Ma questa è la mia nazione che pesa sulle mie scelte
gridando rivoluzione ma con le braccia conserte.
Ora che il beneficio lascia spazio al benestare
capisco quant’è avvilente morire senza lottare. […]
Questo mondo è una prigione con la cella un po’ più grande
e prendere frasi fatte e ficcarcele dentro un testo
è il modo più intelligente per dire ciò che non penso.
E se il mondo ti esclude ti chiudi nel tuo universo
ma nulla ti gira intorno se giri attorno a te stesso.
– Faccio brutto
Ho la catenazza d’oro presa nell’uovo di Pasqua
giro coi fusilli crudi e ti chiedo se vuoi una pasta.
Non esco mai di casa se non ho il mio ferro in tasca
però prima mi sistemo un po’ i capelli con la piastra.
Grido “Poliziotti Infami” ma con voce un po’ indecisa
poi mi sente mio papà mentre si toglie la divisa.
Mangio pane e malavita e pippo polvere da sparo
Ho il poster di 2Pac con la faccia di Totò Cuffaro.

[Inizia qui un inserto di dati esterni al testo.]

PR #10450, opened 2025-03-21
[24.0.0]  Pin CI runner images for some builds

alexcrichton:
This is an attempt to get CI working to address https://github.com/bytecodealliance/wasmtime/issues/10447

### DIFF
--- a/.github/workflows/main.yml
+++ b/.github/workflows/main.yml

Ho un odio represso verso tutte le persone gay
ma poi limono con la foto del cantante dei Green Day
Quattro giorni galera, risse ogni sabato sera
i soliti racconti finti, tratti da una storia vera.
Una volta al giorno lucido la Beretta
quando non so cosa fare incendio una camionetta.

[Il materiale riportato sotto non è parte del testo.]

PR #10455, opened 2025-03-21
Keep Config options for disabling compiled-out features

### LINKED ISSUE #10454: Provide a mechanism for disabling on-by-default config options regardless of the enabled cargo feature flags
#### Feature

Provide some mechanism for disabling on-by-default config options without having to enable their associated cargo feature flags.

#### Benefit

The wasmtime [Config](https://docs.rs/wasmtime/latest/wasmtime/struct.Config.html) has a bunch of options like [Config::wasm_reference_types](https://docs.rs/wasmtime/latest/wasmtime/struct.Config.html#method.wasm_reference_types) that are enabled by-default if the corresponding cargo feature is enabled. Unfortunately, these config options are gated by the same feature flags making it impossible to turn them off without enabling the underlying cargo feature.

This is fine when building an application, but is a problem for library authors. If a library author wants to configure wasmtime in a specific way, they need to enable features (in cargo) they don't actually want so they can disable them in the config. Unfortunately, there's no way to actually _detect_ if the feature has been enabled.

#### Implementation

The simplest solution is to provide some form of `Config::minimal()` constructor (or something like that) that turns off all optional features. New versions of wasmtime may make some of these features mandatory, but, IMO, that's fine. I'm mostly looking for predictability.

#### Alternatives

Another option is to let users call all config methods even if the associated capabilities are disabled via cargo features:

1. Remove the `#[cfg(feature = ...)]` gates on all `Config` methods and their associated fields in the config.
2. Return an error from `Engine::new` if unsupported features are requested.

The main drawback is that we'll lose the compile-time check on whether or not the feature is enabled.

Stebalien:
This patch keeps config options for disabling default-enabled wasmtime features, even when those features are disabled via crate feature flags. That way, these wasm features can be disabled by libraries even if the crate-level features are later enabled by some other crate in the build-tree.

Specifically, the following methods are available on the `wasmtime::Config` type, regardless of the enabled crate features:

1. `Config::wasm_threads`.
2. `Config::wasm_reference_types`.
3. `Config::wasm_component_model`.
4. `Config::parallel_compilation`.

Of these, enabling any of the first three while the corresponding crate feature is disabled will lead to a runtime error when constructing the `wasmtime::Engine`. Enabling the last one, parallel compilation, will simply do nothing.

fixes #10454


Stebalien:
I've tried to keep this change as minimal as possible and stuck to default-enabled features. I'm also happy to extend it to (any of the) features that are currently default-disabled:

- `Config::async_support`
- `Config::wasm_function_references`
- `Config::wasm_gc`
- `Config::component_model_async`
- `Config::coredump_on_trap`
- `Config::wmemcheck`
- `Config::debug_adapter_modules`

Also note: I didn't bother with cranelift/winch options. As I understand it, those will only matter if you actually use cranelift/winch so they shouldn't affect any creates that aren't using the cranelift/winch features.

crates/wasmtime/src/config.rs
```diff
@@ -857,15 +857,15 @@ impl Config {
...
+    /// This feature is enabled by default as long as the `gc` crate feature (enabled
+    /// by default) is also enabled.
     ///
     /// # Errors
     ///
     /// The validation of this feature are deferred until the engine is being built,
     /// and thus may cause `Engine::new` fail if the `bulk_memory` feature is disabled.
     ///
     /// [proposal]: https://github.com/webassembly/reference-types
-    #[cfg(feature = "gc")]
```
Stebalien, line 868: Judging by the test failures, this feature flag shouldn't be here in the first place and this feature is enabled by-default regardless, right?

alexcrichton: Oh this is a bit subtle, and this also changed historically with Wasmtime. In essence though `REFERENCE_TYPES` should always be enabled regardless of what the crate features are, it's the `GC_TYPES` feature which is actually gated based on `feature = "gc"`. There's no `wasm_gc_types(...)` configuration method, though. 

I think this can be fixed by updating the validator to allow reference-types being enabled with `feature = "gc"` being turned off. It's `feature = "gc"` being turned off plus `GC_TYPES` being turned on that should be an error.

alexcrichton:
I think it might make sense to un-gate `wasm_*` configuration while you're here, but for the others I think it's ok to leave them as-is and deal with them as they come up later. Although if you'd like to handle them here that's also ok.

crates/wasmtime/src/config.rs
Stebalien: - What happens if I turn off `wasm_reference_types` but enable the GC feature?
- Should `wasm_gc` toggle `GC_TYPES`?

Stebalien: Also, does this apply to function references? That is, can I enable function references _without_ the GC feature?

Stebalien:
I've updated the PR per the new description to:

1. Always define the `Config::wasm_*` functions.
2. Allow setting `Config::wasm_reference_types` and `Config::wasm_function_references` (I'm not sure if this second one is correct, pending discussion in https://github.com/bytecodealliance/wasmtime/pull/10455#discussion_r2008436743).

crates/wasmtime/src/config.rs
alexcrichton: If reference-types is turned off but GC is enabled, then that means GC-using modules will fail to load/compile because the feature is turned off, and the active feature at compile time is basically bloat/inert code and doesn't get used.

For now the hope is we can internalize GC_TYPES to exclusively the `feature = "gc"` toggle, so `wasm_gc` should not turn on `GC_TYPES`. If `wasm_gc` is turned on though and `GC_TYPES` is off then you can still load modules, but only those that don't use types that require a GC.

For function-references we don't require a GC for typed function references so you should be able to use such a module without the GC feature. 

The end goal is to have `wasm_gc` on-by-default in the future, and in such a world we still want GC-disabled builds of Wasmtime to still load modules, so that's what `GC_TYPES` is doing, basically disallowing loading modules at runtime which use features disabled at compile time.

crates/wasmtime/src/config.rs
```diff
@@ -2165,6 +2159,26 @@ impl Config {
...
+
+        #[cfg(not(feature = "component-model-async"))]
+        if features.component_model_async() {
+            bail!("component-model-async support was requested but is not enabled in this build (requires the `component-model-async` crate feature)");
+        }
+
+        #[cfg(not(feature = "gc"))]
+        if features.gc_types() || features.gc() {
+            bail!("gc support was requested but is not enabled in this build (requires the `gc` crate feature)");
+        }
```
alexcrichton, line 2175: For this we should be able to remove this check entirely. I commented a bit above but on this specifically it's where `gc` is  safe to enable and it's just GC-using-things that aren't safe to enable. This is mostly because the GC proposal was larger than *just* GC references, it also introduced many other highly-related but still somewhat orthogonal things. The goal is to use `GC_TYPES` to separate out the runtime requirement but otherwise all the other stuff in the GC proposal is still valid.

crates/wasmtime/src/config.rs
```diff
@@ -1837,8 +1831,8 @@ impl Config {
     /// Disabling this will result in a single thread being used to compile
     /// the wasm bytecode.
     ///
-    /// By default parallel compilation is enabled.
-    #[cfg(feature = "parallel-compilation")]
+    /// This feature is enabled by default as long as the `parallel-compilation`
+    /// crate feature (enabled by default) is also enabled.
     pub fn parallel_compilation(&mut self, parallel: bool) -> &mut Self {
         self.parallel_compilation = parallel;
```
alexcrichton, line 1837: Mind adding a check below to return an error if this is explicitly enabled but disabled at compile time?

Stebalien:
Status update: I'm no longer working on the project that needed this PR so I'm going to close it for now. @alexcrichton thanks for taking the time to review this.

In case anyone else is interested in implementing this, the main remaining part is to resolve https://github.com/bytecodealliance/wasmtime/pull/10455#discussion_r2008491047.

Ogni rapper mi rispetta perché arrivo dalla strada
e in effetti sono rapper anch’io ma io arrivo da casa.
Per amore della fama ogni cosa è lecita
prendi la tua piccola parte, in questa grande recita
e se menti come gli altri, non puoi farne più altrimenti:
la fortuna mi ha baciato prima di lavarsi i denti.
– Magnifico
Sapessi quante ne ho viste di scalatrici sociali
regalano due di picche aspettando un Re di denari.
Quante volte ad un “Ti amo” hai risposto “No, non posso”
hai provato dei sentimenti e non ti stanno bene addosso.
[…] Fuori è magnifico, sì ma tu un po’ di più
sei la bellezza a due passi, a portata di manicure
ma so che quando troveranno il centro dell’universo
rimarrai delusa a scoprire che non sei tu.
Ognuno coi suoi pensieri, i suoi segreti
lo so, siamo divisi dallo spazio senza essere pianeti.
L’amore rende ciechi, devo dirtelo
e io devo smettere di cercare le scarpe nel frigorifero.
Ma tu non guardi me, continui a guardare fuori
ti ho dato i giorni migliori dei miei anni peggiori.
Contraddizioni e vizi, a ognuno il suo
ma questa notte dormo sul mio fianco preferito: il tuo.